→ Exercise details: Each record is to be printed again precisely as it reads.

→ Data shown:
PR #2077, opened 2023-08-09
Fix crash in scenario index creation when objects removed

duncanspumpkin:


AaronVanGeffen:

AaronVanGeffen (approved):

→ Result of this task:
PR #2077, opened 2023-08-09
Fix crash in scenario index creation when objects removed

duncanspumpkin:


AaronVanGeffen:

AaronVanGeffen (approved):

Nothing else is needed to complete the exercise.